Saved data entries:
::::
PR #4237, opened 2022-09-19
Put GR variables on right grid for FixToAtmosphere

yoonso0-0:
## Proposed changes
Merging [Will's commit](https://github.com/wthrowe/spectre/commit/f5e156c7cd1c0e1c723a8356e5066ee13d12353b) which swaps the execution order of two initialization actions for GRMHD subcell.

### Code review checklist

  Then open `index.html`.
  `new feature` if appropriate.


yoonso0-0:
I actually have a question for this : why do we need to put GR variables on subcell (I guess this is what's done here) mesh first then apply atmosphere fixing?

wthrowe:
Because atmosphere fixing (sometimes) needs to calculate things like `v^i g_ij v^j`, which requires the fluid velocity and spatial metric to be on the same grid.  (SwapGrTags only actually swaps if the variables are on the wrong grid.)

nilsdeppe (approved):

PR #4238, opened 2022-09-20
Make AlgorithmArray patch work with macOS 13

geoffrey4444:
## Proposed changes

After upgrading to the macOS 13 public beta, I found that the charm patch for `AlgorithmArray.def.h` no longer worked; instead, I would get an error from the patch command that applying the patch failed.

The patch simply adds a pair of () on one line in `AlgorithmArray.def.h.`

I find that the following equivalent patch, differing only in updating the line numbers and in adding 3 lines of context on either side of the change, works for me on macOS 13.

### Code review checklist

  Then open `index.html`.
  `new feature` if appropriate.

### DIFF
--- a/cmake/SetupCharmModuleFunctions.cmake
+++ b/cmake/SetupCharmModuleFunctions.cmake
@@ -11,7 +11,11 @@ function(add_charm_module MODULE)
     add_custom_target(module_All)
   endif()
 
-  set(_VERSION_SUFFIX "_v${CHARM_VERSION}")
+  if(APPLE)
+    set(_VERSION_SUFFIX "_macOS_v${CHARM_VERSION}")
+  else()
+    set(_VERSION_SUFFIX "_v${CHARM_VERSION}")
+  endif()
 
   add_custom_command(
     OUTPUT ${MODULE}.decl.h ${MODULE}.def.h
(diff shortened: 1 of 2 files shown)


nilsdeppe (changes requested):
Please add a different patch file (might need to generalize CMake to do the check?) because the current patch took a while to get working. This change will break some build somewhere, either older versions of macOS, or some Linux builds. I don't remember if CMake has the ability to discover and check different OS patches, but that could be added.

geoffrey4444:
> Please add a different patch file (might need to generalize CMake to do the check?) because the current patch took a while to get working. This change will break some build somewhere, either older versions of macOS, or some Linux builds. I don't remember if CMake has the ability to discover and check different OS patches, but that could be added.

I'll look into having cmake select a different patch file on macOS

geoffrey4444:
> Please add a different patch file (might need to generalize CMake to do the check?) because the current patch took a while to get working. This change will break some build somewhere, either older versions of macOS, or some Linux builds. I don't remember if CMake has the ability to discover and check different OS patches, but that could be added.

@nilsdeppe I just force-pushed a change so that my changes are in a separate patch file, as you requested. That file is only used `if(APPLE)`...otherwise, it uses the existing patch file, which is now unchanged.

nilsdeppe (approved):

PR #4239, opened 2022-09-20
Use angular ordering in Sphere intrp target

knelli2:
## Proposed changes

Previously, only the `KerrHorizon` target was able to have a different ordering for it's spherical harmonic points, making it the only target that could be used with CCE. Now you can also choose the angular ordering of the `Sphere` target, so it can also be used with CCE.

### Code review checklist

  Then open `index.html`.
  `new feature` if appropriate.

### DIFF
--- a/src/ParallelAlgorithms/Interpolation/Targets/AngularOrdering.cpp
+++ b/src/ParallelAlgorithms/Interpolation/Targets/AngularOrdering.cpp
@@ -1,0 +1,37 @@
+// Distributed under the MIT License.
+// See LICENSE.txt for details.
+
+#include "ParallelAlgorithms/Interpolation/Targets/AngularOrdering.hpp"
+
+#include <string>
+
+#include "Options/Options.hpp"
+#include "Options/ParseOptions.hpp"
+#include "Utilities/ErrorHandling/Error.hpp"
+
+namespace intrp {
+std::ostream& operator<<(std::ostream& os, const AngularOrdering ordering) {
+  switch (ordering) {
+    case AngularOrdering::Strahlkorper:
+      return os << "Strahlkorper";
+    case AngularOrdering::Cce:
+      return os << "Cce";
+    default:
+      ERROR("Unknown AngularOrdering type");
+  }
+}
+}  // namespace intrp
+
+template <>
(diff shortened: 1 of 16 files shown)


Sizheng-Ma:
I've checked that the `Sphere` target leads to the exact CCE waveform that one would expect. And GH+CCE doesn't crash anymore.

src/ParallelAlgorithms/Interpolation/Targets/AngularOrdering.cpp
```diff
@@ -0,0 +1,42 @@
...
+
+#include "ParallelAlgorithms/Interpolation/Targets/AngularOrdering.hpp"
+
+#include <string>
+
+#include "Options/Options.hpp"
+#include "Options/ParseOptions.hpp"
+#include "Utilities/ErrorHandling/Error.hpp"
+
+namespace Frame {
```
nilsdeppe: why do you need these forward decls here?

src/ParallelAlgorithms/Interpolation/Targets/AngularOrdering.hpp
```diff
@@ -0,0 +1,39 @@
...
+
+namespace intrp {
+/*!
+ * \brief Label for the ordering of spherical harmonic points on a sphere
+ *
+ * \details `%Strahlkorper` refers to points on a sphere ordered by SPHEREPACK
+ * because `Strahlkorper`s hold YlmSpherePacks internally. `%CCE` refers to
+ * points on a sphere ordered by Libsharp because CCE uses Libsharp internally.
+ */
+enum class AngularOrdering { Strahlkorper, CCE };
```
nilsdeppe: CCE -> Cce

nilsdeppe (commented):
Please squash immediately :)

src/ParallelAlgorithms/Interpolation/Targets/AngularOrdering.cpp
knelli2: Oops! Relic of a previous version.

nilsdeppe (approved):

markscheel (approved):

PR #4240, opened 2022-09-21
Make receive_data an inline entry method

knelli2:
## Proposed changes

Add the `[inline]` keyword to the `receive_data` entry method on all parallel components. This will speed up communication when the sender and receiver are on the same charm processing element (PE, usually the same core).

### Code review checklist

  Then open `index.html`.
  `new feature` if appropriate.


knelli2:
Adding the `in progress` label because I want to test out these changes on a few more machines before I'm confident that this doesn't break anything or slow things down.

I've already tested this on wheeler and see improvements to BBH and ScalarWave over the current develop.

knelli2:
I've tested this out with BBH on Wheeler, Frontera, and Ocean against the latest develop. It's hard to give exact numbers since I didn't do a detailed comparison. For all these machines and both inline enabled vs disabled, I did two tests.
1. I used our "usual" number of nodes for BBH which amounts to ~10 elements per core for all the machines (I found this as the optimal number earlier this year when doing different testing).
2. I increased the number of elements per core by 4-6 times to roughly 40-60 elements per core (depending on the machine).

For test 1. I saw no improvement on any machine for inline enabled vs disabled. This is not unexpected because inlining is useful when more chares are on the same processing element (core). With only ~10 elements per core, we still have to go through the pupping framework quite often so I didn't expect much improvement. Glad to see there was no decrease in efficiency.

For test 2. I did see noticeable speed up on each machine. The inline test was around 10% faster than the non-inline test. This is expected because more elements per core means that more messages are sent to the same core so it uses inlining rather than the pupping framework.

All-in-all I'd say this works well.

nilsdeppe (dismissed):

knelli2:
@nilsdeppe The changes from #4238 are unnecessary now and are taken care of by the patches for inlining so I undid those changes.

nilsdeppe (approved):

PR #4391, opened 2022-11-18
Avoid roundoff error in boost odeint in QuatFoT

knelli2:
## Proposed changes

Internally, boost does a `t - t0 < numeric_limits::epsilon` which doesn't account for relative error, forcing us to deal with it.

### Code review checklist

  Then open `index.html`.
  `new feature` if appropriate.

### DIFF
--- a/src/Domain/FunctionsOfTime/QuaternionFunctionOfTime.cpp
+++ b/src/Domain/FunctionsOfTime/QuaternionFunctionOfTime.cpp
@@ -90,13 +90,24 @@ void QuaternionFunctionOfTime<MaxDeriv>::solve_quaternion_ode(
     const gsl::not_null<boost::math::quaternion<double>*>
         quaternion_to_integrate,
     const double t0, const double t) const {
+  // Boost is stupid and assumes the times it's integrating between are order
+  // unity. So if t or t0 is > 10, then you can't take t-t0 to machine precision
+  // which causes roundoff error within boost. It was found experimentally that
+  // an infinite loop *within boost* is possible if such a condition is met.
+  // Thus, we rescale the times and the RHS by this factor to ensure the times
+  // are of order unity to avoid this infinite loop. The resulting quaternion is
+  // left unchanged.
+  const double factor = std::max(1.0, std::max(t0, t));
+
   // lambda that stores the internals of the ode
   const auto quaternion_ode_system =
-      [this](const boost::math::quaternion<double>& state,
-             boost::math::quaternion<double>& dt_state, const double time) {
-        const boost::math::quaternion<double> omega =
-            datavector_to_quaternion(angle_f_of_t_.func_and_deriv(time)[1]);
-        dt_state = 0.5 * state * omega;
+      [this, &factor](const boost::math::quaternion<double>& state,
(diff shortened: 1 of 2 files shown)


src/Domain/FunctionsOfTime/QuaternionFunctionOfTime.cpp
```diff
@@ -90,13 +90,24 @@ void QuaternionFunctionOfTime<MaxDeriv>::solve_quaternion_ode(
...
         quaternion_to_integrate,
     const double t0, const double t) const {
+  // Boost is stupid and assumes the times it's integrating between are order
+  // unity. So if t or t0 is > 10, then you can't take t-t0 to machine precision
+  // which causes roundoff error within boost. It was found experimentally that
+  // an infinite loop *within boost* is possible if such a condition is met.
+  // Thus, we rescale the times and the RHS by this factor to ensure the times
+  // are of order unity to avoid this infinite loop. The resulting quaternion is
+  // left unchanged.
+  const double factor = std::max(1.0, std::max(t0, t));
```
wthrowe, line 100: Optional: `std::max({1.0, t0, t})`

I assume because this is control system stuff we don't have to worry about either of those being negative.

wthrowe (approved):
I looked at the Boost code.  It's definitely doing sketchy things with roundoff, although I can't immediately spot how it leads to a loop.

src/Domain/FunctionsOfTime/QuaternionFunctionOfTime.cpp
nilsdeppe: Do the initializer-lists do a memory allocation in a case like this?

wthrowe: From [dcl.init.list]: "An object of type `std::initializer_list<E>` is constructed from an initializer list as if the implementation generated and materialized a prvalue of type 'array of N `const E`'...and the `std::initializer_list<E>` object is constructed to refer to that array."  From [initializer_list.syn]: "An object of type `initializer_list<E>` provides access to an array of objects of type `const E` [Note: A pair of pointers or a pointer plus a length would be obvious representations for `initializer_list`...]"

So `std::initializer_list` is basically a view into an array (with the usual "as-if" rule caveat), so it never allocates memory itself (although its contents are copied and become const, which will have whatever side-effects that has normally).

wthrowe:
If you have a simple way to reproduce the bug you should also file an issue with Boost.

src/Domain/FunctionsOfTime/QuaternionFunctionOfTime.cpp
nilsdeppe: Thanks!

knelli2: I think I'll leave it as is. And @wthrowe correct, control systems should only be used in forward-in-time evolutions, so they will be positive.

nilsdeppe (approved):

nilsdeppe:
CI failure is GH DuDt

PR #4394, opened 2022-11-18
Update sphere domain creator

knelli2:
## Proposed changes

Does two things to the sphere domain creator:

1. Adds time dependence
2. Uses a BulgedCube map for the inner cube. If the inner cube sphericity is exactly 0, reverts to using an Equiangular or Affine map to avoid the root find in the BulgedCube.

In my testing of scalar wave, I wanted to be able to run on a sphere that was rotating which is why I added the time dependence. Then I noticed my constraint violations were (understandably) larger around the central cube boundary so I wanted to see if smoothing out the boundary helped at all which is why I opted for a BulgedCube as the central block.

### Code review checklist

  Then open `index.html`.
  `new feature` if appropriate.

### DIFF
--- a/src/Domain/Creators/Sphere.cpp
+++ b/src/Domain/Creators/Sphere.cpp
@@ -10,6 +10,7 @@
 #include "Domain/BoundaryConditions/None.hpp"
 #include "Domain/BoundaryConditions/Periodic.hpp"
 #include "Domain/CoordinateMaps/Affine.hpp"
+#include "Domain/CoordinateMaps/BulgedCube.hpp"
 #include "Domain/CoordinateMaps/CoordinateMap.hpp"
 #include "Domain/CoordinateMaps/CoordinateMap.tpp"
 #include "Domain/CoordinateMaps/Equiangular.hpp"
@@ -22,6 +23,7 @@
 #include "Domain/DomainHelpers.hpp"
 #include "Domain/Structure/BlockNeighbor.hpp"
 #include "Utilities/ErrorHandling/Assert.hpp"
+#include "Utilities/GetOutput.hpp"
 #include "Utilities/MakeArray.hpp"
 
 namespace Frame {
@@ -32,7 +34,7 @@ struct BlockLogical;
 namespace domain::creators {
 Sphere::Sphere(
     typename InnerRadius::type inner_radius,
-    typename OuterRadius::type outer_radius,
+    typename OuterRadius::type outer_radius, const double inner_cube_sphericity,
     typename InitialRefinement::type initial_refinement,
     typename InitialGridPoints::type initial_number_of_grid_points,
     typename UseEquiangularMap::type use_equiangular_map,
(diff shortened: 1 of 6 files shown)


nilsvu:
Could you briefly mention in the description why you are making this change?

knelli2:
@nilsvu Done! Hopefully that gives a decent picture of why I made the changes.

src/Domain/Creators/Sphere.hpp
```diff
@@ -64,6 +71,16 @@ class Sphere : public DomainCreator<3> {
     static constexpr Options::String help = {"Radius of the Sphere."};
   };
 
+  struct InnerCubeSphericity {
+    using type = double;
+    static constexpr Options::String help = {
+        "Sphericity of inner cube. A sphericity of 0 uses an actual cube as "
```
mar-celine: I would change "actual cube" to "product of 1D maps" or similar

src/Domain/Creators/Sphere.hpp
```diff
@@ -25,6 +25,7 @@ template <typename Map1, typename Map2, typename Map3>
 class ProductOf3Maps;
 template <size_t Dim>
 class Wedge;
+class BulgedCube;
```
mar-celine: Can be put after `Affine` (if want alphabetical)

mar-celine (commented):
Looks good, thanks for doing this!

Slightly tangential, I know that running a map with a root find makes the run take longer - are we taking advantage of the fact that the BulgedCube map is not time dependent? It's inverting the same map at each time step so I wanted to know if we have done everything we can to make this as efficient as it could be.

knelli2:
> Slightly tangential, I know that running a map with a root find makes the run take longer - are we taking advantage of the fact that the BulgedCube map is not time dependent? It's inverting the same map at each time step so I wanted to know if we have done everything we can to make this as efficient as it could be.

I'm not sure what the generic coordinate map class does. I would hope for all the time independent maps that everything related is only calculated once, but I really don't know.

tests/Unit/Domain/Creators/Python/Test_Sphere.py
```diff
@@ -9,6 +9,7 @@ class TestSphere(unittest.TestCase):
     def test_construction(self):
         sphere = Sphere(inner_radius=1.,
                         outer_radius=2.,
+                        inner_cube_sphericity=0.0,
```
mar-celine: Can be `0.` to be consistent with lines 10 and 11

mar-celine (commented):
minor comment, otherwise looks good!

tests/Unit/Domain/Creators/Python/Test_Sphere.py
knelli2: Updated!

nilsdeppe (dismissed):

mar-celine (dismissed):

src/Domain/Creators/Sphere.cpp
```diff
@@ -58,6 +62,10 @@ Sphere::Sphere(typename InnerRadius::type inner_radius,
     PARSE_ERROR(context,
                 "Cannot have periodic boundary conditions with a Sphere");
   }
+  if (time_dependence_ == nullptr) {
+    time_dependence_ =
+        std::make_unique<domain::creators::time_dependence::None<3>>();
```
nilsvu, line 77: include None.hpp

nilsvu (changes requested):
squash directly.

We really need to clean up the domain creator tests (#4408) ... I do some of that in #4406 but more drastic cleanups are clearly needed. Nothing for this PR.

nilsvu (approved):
::::
Activity » Every line of the records above where the string "doing" is found should be copied.

The answer »
1. I used our "usual" number of nodes for BBH which amounts to ~10 elements per core for all the machines (I found this as the optimal number earlier this year when doing different testing).
I looked at the Boost code.  It's definitely doing sketchy things with roundoff, although I can't immediately spot how it leads to a loop.
Looks good, thanks for doing this!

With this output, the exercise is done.